● Directions
Each line from the one containing "I'll review this" through the final line of the records is to be repeated exactly, with no additions.

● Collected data
☆ ☆ ☆ ☆ ☆

PR #296, opened 2022-04-28
Is item crafting fix by iterating cpus

### LINKED ISSUE #293: [ME Bridge] isItemCraftable, listCraftableItems, isItemCrafting bug if no item stack of items in ME system

### LINKED ISSUE #294: [ME Bridge] isItemCrafting not working as hinted by documentation
### Descripe

Hi again!

I have found that the method `isItemCrafting` probably does not do what most users would expect. I can see internally the AE2 api `isRequested` is used, however that API seems to only return true if the item is currently crafting, and not "scheduled"

What I'm trying to say is, if you craft, for example, a stone button. The ME system might need to smelt some stone first. While the stone is smelting, `isRequested` for stone button will return _false_. Reading the documentation of your mod, I don't think this is intended behavior, as a job for stone button does in fact request.

If wanting to fix, I propose iterating through crafting CPUs to see what they are crafting. Something like this: https://github.com/LauJosefsen/AdvancedPeripherals/compare/fix-items-not-being-craftable-if-0-stock...LauJosefsen:isItemCrafting_fix_by_iterating_cpus

Hope I don't annoy you with these issues 😄 

### Steps to reproduce

1.  Setup a crafting pattern for stone button in ME system
2.  Setup a smelting pattern for cobblestone-stone in ME system
3.  While the system is waiting for stone (and the status in the me system is "scheduled"), `isItemCrafting({name="minecraft:stone_button"}) will return false.

### Multiplayer?

No

### Version

Own compiled build.

Forge 40.1.0, Minecraft 1.18.2, AE2 11.0.0-alpha.6

### Screenshots or Videos

_No response_

### Crashlog/log

_No response_

LauJosefsen:
Closes #294  by iterating over crafting cpus instead of using `isRequested` api.

Closes #293
- I can see you closed #293 yesterday, but it was not fixed by #292, sorry for the confusion. 😅

### DIFF
--- a/src/main/java/de/srendi/advancedperipherals/common/addons/appliedenergistics/AppEngApi.java
+++ b/src/main/java/de/srendi/advancedperipherals/common/addons/appliedenergistics/AppEngApi.java
@@ -1,6 +1,7 @@
 package de.srendi.advancedperipherals.common.addons.appliedenergistics;
 
 import appeng.api.networking.IGridNode;
+import appeng.api.networking.crafting.CraftingJobStatus;
 import appeng.api.networking.crafting.ICraftingCPU;
 import appeng.api.networking.crafting.ICraftingPlan;
 import appeng.api.networking.crafting.ICraftingService;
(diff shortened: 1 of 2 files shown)


SirEndii:
👍🏻

PR #318, opened 2022-07-21
Added inventory manager nbt support

### LINKED ISSUE #317: InventoryManager add/remove with NBT data
### Describe your idea

Currently the InventoryManager's `addItemToPlayer` and `removeItemFromPlayer` function's item argument does not support NBT tags, thus we cannot add/remove enchanted items or rockets for example.  
It would be nice to:
- Add new functions, as to not change the existing API, or
- Change the functions' signature to instead take a table, like the RS/ME bridges' `exportItem`

### Describe alternatives you've considered if you've any

One alternative is to export from the  RS/ME system to an empty chest, and don't filter while using the InventoryManager

### Additional context

I think the second option is better even tho it changes API, because it would unify the ME and RS bridges and the InventoryManager

### Linked Issues

_No response_

Erv00:
Added two functions to work with nbt, closes #317 
The old functions are unchanged, the new ones work the same, but support nbt tags.

### DIFF
--- a/src/main/java/de/srendi/advancedperipherals/common/addons/computercraft/peripheral/InventoryManagerPeripheral.java
+++ b/src/main/java/de/srendi/advancedperipherals/common/addons/computercraft/peripheral/InventoryManagerPeripheral.java
@@ -2,6 +2,8 @@ package de.srendi.advancedperipherals.common.addons.computercraft.peripheral;
 
 import dan200.computercraft.api.lua.LuaException;
 import dan200.computercraft.api.lua.LuaFunction;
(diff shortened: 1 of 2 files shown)


SirEndii:
I'll review this when I get back home in a week

SirEndii:
Looking good - I don't see any issues so far

SirEndii:
Would you want to add this to the ap documentation? https://github.com/Seniorendi/Advanced-Peripherals-Documentation

Erv00:
Yes, I'll do it soon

☆ ☆ ☆ ☆ ☆

● Output of the exercise
I'll review this when I get back home in a week

SirEndii:
Looking good - I don't see any issues so far

SirEndii:
Would you want to add this to the ap documentation? https://github.com/Seniorendi/Advanced-Peripherals-Documentation

Erv00:
Yes, I'll do it soon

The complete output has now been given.